YOUR INSTRUCTIONS:
Scan the entries and tally the lines that include the string "structure". Reply with the figure alone.

(Saved entries)
^^^^^^^^

PR #98, opened 2022-10-28
Construct required foder structure before writing to file

jwboth:
Instead of making the user requiring to provide exitent folder structure when wanting to write to file, make the directories automatically.


EStorvik (approved):
Looks good!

^^^^^^^^

ANSWER SECTION:
2